Growing up the son of two chemists, cancer biologist Michael Kharas knew from a young age that he wanted to “make drugs that doctors use to cure people.” Opportunities to work in research laboratories while he was still in high school gave him the first real sense of how exciting science could be.

While he was working as a postdoctoral fellow at Harvard Medical School, Dr. Kharas and his colleagues began studying the connection between cancer and stem cells, the cells from which various types of normal cells and tissues originate. “We found there are characteristics inherent in stem cells that tumors need in order to grow and progress,” says Dr. Kharas, an assistant member of the Molecular Pharmacology and Chemistry Program in the Sloan Kettering Institute. “The most aggressive cancer types appear to be mimicking certain traits of stem cells, such as the ability to regenerate.”

Cancer biologist Michael Kharas

Cancer biologist Michael Kharas and research fellow Elianna Amin are studying proteins that determine the fate of stem cells.

To better understand this phenomenon, his group began investigating what leukemia cells have in common with hematopoietic stem cells, the cells from which normal blood cells develop. They identified a protein called Musashi-2, which both leukemia cells and hematopoietic stem cells produce in high amounts. Eventually, they discovered that Musashi-2 plays a role in some aggressive types of acute myelogenous leukemia (AML), the most common leukemia that affects adults.

At the cellular level, the protein functions by binding to RNA, a large biological molecule similar to DNA that catalyzes biological reactions, controls how genes are expressed, and helps send messages within cells.
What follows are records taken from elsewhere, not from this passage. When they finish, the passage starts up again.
PR #2094, opened 2020-05-13
Fix FunctionCounter for AtlasMeterRegistry

brharrington:
Before it was reporting the values as a gauge and did not
match other counters. This changes it to the Spectator
helper to update a counter so the measured rate of change
will be consistent with a normal counter.


jkschneider:
Merged to 1.3.x with f62f2125435b152528462f892722f6bd2d798c0d.

jkschneider:
Merged forward to 1.5.x with c047343f616ec55f074b3f18335a9455e2bc4b7e.

jkschneider:
Merged forward to master with 00c2771419a6fce29d9285136b9a1e9ab00582a8.

jkschneider:
Thanks @brharrington. This should go out with LTS patches in the 1.3.x and 1.5.x lines as well as the next minor release.

PR #2101, opened 2020-05-15
Update naming convention consistently in StatsdLineBuilders

izeye:
This PR changes to update naming convention consistently in `StatsdLineBuilder` implementations. For example, with the current implementations, `name` could be `null` if `line()` is accessed concurrently.


jkschneider:
Merged forward to 1.3.x with b425d2221e3c24ddc28181ffd4fd023ffbc0d99f.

By binding to RNA, Musashi-2 regulates the expression of numerous genes.

Investigators believe the protein appears to be part of a genetic process that determines the fate of a hematopoietic stem cell — instructing it to either remain a stem cell or start differentiating so that it can eventually become a red blood cell, a white blood cell, or another type of blood cell.

“Our research has indicated that the same genetic process often is disrupted in AML,” Dr. Kharas explains, “contributing to the aggressive course the disease takes in some patients. It is tempting to speculate that future cancer therapies designed to manipulate the function of Musashi-2 could provide a new form of therapy that selectively targets leukemia cells with stem-cell-like characteristics.”

Currently, it is not well understood how the process that modulates a cell’s switch from “stemness” — its ability to become many different types of cells — to its differentiation into a particular cell type works at the molecular level.

Since joining the faculty of Memorial Sloan Kettering in 2011, Dr. Kharas has been exploring the mechanism by which Musashi-2 controls the fate of stem cells and tumor cells, and identifying other RNA-binding proteins that have a similar function. Clarifying this process may inform the development of new approaches to treat some cancers and blood disorders — for example, in the context of bone marrow transplantation.

“As in many other areas of biology, research on stem cells is largely a black box,” Dr. Kharas says. “I think we will be busy for a long time prying the box open. What eggs me on is the idea that we might one day be able to extract something useful — a sliver of understanding moving us one step closer to controlling cancer and other diseases.”